__TO DO__: Within the records, find every line that includes the word "daemon" and copy it.

__INPUT MATERIAL__:
PR #368, opened 2026-05-27
feat(daemon): use fd askpass for Git credentials

0xpatrickbot:
Refs: #365

## Description

Advances the GitRemote credential transport from the interim UNIX-socket / temp-script askpass introduced in #365 to the design-compliant fd-pipe helper described in `designs/daemon-git-remotes.md` (lines 587–602).

`makeCredentialTransport` (UNIX-socket askpass server + temp-file shell helper, with the socket path exposed via `ENDO_GIT_ASKPASS_SOCKET` in the spawned git's environment) is replaced by:

- A daemon-shipped `GIT_ASKPASS` helper at `packages/daemon/src/git-askpass-helper.cjs`, exec'd by `git` and reading credential records from an inherited pipe whose fd number arrives in `ENDO_GIT_ASKPASS_FD`.
- `runGitWithAskpass`, which inherits an anonymous pipe to the helper and writes the framed credential records there. The fd number is the only credential-related value reaching the child env; the secret never appears in argv, the process env, `/proc/<git>/environ`, or a temp file.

__SOLUTION TO THIS EXERCISE__:
feat(daemon): use fd askpass for Git credentials
Advances the GitRemote credential transport from the interim UNIX-socket / temp-script askpass introduced in #365 to the design-compliant fd-pipe helper described in `designs/daemon-git-remotes.md` (lines 587–602).
- A daemon-shipped `GIT_ASKPASS` helper at `packages/daemon/src/git-askpass-helper.cjs`, exec'd by `git` and reading credential records from an inherited pipe whose fd number arrives in `ENDO_GIT_ASKPASS_FD`.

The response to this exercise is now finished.